The Battle of Stones River finally gets its due from historian Larry J. Daniel

Even in the generally underappreciated history of the western theater of the Civil War, the Battle of Stones River gets little respect. Shiloh, Franklin, and Chattanooga are the most remembered of the big Tennessee battles, despite the fact that a portion of the field on which tens of thousands fought has been designated the Stones River National Battlefield and is also home to a national cemetery. The commanding generals of the bloody New Year’s struggle near Murfreesboro were not Lee or Grant or Sherman or Jackson, the rock stars of Civil War generals. No bestselling novel has brought the battle to public awareness. Indeed, a majority of Americans have almost certainly never heard of Stones River, let alone know who fought or won there. In Battle of Stones River: The Forgotten Conflict between the Confederate Army of Tennessee and the Union Army of the Cumberland historian Larry J. Daniel has set out to correct that lack of knowledge. He believes it is time to give the battle its due as one of the most important of the War Between the States.

By late 1862 Union forces had occupied Nashville for nearly a year, and leaders in Washington believed it was past time to push the rebels completely out of Middle Tennessee. President Lincoln was getting very worried about the course of the war. As Daniel notes, “By the fall of 1862, support for the war had waned in the North.” Lincoln feared for the future of the country if he could not show the public that their sacrifices were resulting in victories.
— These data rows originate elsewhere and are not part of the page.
PR #3184, opened 2020-09-07
silx.gui.utils: Fix `glutils.isOpenGLAvailable` issue

### LINKED ISSUE #3182: ModuleNotFoundError: No module named 'concurrent.futures'; 'concurrent' is not a package
Fun issue, no idea why it happens now on my machine.

This avoid to launch Flint with OpenGL, so it is quite annoying.

```
In [1]: import silx.gui.utils.glutils              
   ...: silx.gui.utils.glutils.isOpenGLAvailable()                                                                                                                                                                                                   
['/users/valls/Software/miniconda3/envs/silxenv/bin/python', '/users/valls/workspace/silx.git/build/lib.linux-x86_64-3.7/silx/gui/utils/glutils.py', '2', '1']
  File "/users/valls/workspace/silx.git/build/lib.linux-x86_64-3.7/silx/gui/utils/glutils.py", line 30, in <module>
    import subprocess
  File "/users/valls/Software/miniconda3/envs/silxenv/lib/python3.7/subprocess.py", line 50, in <module>
    import signal
  File "/users/valls/workspace/silx.git/build/lib.linux-x86_64-3.7/silx/gui/utils/signal.py", line 32, in <module>
    from silx.gui.utils import concurrent
  File "/users/valls/workspace/silx.git/build/lib.linux-x86_64-3.7/silx/gui/utils/concurrent.py", line 35, in <module>
    from concurrent.futures import Future
  File "/users/valls/workspace/silx.git/build/lib.linux-x86_64-3.7/silx/gui/utils/concurrent.py", line 35, in <module>
    from concurrent.futures import Future
ModuleNotFoundError: No module named 'concurrent.futures'; 'concurrent' is not a package
Out[1]: <_isOpenGLAvailableResult: False, "Qt OpenGL widget error: retcode=1, error=b''">
```

t20100:
This PR fixes the runtime check of OpenGL by removing `sys.path[0]` when running the subprocess since it contains the directory of the "script", here it is `silx/gui/utils/` which also contains `signal` and `concurrent` which conflicts with python modules....
There is a check in case something is already messing around with `sys.path` (e.g., through `PYTHONSTARTUP`).

closes #3182

Some alternatives for the record:
- Copying (or creating) the script in a temporary folder
- Creating a `silx.gui.glutils` package with only `__init__` and the check script.

### DIFF
--- a/silx/gui/utils/glutils.py
+++ b/silx/gui/utils/glutils.py
@@ -27,6 +27,13 @@
 
 import os
 import sys
+
+if __name__ == "__main__":
+    # When run as a script, remove directory from sys.path
+    # This avoids other script in same directory to override Python modules
+    if os.path.abspath(sys.path[0]) == os.path.abspath(os.path.dirname(__file__)):
+        sys.path.pop(0)
+
 import subprocess
 from silx.gui import qt
 


vallsv:
It's true it's kind of dirty.

Up to you for the fix. But I would prefer another script file instead of creating new one every time we trigger this function.

t20100:
From a quick look at cpython code, I didn't find a way to avoid the addition of the script directory only.

If it's OK for you, I'm fine with this fix, it's no nice but it avoids spreading this small functionality across multiple files.

vallsv:
I still feel like it would be cleaner with a side script.
But i just expect it to work, so it is fine to me.

vallsv:
BTW do we know if it is working on 3.5 now?

vallsv:
Ok i understand the patch now, so it is strong than what i expect. Should be fine.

In the eastern theater that December, Union forces suffered a terrible defeat at Fredericksburg, resulting in even greater pressure on the western generals, who had often been more successful but who had as yet failed to secure all of Tennessee. With Grant occupied in the Mississippi River valley, the task—and high expectations—fell to Major General William S. Rosecrans, who had distinguished himself in October by defeating a Confederate army near Corinth, Mississippi, and who soon endeared himself to the troops in Nashville.
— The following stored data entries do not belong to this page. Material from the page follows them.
PR #3195, opened 2020-09-21
silx.gui.plot.PlotWidget: Fixed time serie axis for range < 2.5 microseconds

### LINKED ISSUE #3192: Plot: AssertionError: Integer value or tickstep is 0
I found that on a beamline.

No idea how to reproduce it.

No idea if it is from an image or a curve widget...

Maybe you have some more ideas.

Screenshot from 2020-09-21 11-42-37

t20100:
This PR fixes a PlotWidget issue with time serie axis when the extent of the axis is small (< 2.5us).

There was 2 issues:
- range < 2.5us as in #3192
- range << 1us

closes #3192


vallsv:
Sounds good.

PR #3196, opened 2020-09-22
silx.gui.plot.PlotWidget: Added `get|setAxesMargins` methods to control margin ratios around plot area

### LINKED ISSUE #2681: PlotWidget doesn't use available screen space
I'm using the `PlotWidget`, integrated into one of our applications.

However, I find that the available screen space is not efficiently used. There is too much empty space around the data and axes, as displayed below:
silx-widget-space

The blue is the widget background color, as set via `PlotWidget.setBackgroundColor`.

Is there any way to improve this?

### LINKED ISSUE #3193: Colormap dialog: Very small histogram in OpenGL
Hi,

No idea if it is an issue, but i feel like if silx is setup to use OpenGL, the colormap dialog then provide a very small histogram which is not convenient to use. Or which could be improved.

Do you think there is easy way to optimize the space here?

Maybe disabling OpenGL for this specific plot?

Screenshot from 2020-09-21 11-46-11

t20100:
This PR adds `PlotWidget.setAxesMargins(left, top, right, bottom)` and `PlotWidget.getAxesMargins` methods for controlling the margins in which the axes and labels are displayed.
It is implemented for both matplotlib and OpenGL backends.

closes #3193 
closes #2681

### DIFF
--- a/doc/source/modules/gui/plot/plotwidget.rst
+++ b/doc/source/modules/gui/plot/plotwidget.rst
@@ -82,6 +82,7 @@ The following methods handle plot limits, aspect ratio, grid and axes display:
 .. automethod:: PlotWidget.setKeepDataAspectRatio
 .. automethod:: PlotWidget.getGraphGrid
 .. automethod:: PlotWidget.setGraphGrid
+.. automethod:: PlotWidget.isAxesDisplayed
 .. automethod:: PlotWidget.setAxesDisplayed
 .. automethod:: PlotWidget.getAxesMargins
 .. automethod:: PlotWidget.setAxesMargins
--- a/doc/source/modules/gui/plot/plotwidget.rst
+++ b/doc/source/modules/gui/plot/plotwidget.rst
@@ -83,6 +83,8 @@ The following methods handle plot limits, aspect ratio, grid and axes display:
 .. automethod:: PlotWidget.getGraphGrid
 .. automethod:: PlotWidget.setGraphGrid
 .. automethod:: PlotWidget.setAxesDisplayed
+.. automethod:: PlotWidget.getPlotMargins
+.. automethod:: PlotWidget.setPlotMargins
 
 Reset zoom
 ..........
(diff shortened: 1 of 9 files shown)


vallsv:
I don't really agree for replacing the visibility of the axis with the margin. It's not the same concept.

It's somehow like saying you can remove `button.setVisible(False)` cause you can use `button.setFixedSize(0, 0)`.

I think i want to be able to set the margin, and i want to be able to hide or display the axis. That's commonly used for Flint plot displaying images. I don't want to store on my side the previous margin size to be able to restore it. That's something you easily can deal with.

This said i have not checked the PR.

t20100:
OK, should be simple to change (only need to be implemented in `PlotWidget`).
Then, I'll rename `get|setPlotMargins` to `get|setAxesMargins` so it ressembles `setAxesDisplayed`... and also probably make `isAxesDisplayed` public.

vasole:
I'm a bit confused.

Are we talking about margins inside the plot (so that maximum does not touch the borders and so on), about margins between the plot rectangle and the axes labels or about something else?

t20100:
That's the margins between the axes and the border of the widget (i.e., where the labels and ticks are).
It also makes OpenGL and matplotlib backends consistent (it was not).

vasole:
I thought those borders could be controlled just by using Qt, so you are clearly talking about other thing.

| widget margins (Qt)|Left axis Labels|Plot Rectangle|right Axis labels|widget margins(Qt)|

So, you are talking about margins between the plot rectangle and the axes labels.

t20100:
Yes, that's the "margins" where the labels are drawn.

vallsv:
Thanks a lot. Yes the getter should be public, i guess i use it.

t20100:
Updated to restore `setAxesDisplayed` and made `isAxesDisplayed` public.

vallsv:
Very nice. Thanks for the patch.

Opposing Rosecrans was General Braxton Bragg, a man who had difficult relations with several of his corps and division commanders and whose abilities were constantly doubted by political and military leaders in Richmond. In fact, Bragg and Rosecrans were pretty evenly matched in both tactical ability and forces at their command. When Rosecrans marched south and east from Nashville that December, he wielded a force of over 41,000 men against Bragg’s 35,000. Bragg gathered his forces at Murfreesboro, on the banks of the Stones River, and waited. When the armies began poking and prodding each other on December 30, both Bragg and Rosecrans used their imperfect knowledge of the enemy’s position to develop battle plans for the following day, New Year’s Eve, 1862. Their plans, like their armies, were nearly identical—each wanted to strike the other’s right flank, like two boxers throwing simultaneous left hooks. During that long, cold night of anticipation, bands on both sides played to keep the troops’ spirits up. “One of the Federal bands then began playing ‘Home Sweet Home,’” writes Daniel. “As if by orchestration, a Confederate band joined in, creating a surreal moment of harmony.” At dawn, Bragg landed the first blow.

The fight that followed was as vicious as any of the war. The Union right crumbled under the pressure, but not without inflicting horrific losses on Bragg’s forces. Daniel’s unit-by-unit account of that first day of battle is a litany of disaster for both sides. Typical of the carnage was what happened near the Three Mile Marker along the Nashville Pike, as Rosecrans’s forces resisted the Southern onslaught. A brigade of Texas soldiers tried to take a position held by Union artillery. “To the left of the Chicago battery, the Texans managed to get within fifteen to twenty yards of the muzzles of the Pennsylvania battery before being hurled back. The Texans left their dead in heaps—nineteen bodies in a single pile.” Of the action along another portion the line, where over 900 Blue and Gray died within forty-five minutes, Daniel observes simply, “It had been mutual annihilation.” The fighting was so intense, so bloody, that Union veterans of the mass destruction at Shiloh said they’d prefer another day there to fifteen more minutes at Stones River.

After two more days of fighting, Rosecrans held, giving the North a much needed New Year’s boost and effectively ending Confederate hopes of recapturing Nashville. Bragg, having lost the confidence of his officers and more than half his fighting force, ordered a retreat below the Duck River. In the spring of 1863, Rosecrans would outmaneuver Bragg in a nearly bloodless campaign that finally drove the Army of Tennessee from its home state. The field at Stones River would fall silent and fill with graves, a perfect reminder of the war of attrition that the Civil War was becoming. As Daniel demonstrates in his detailed, scholarly account of this western turning point, “The South could not win such a war.”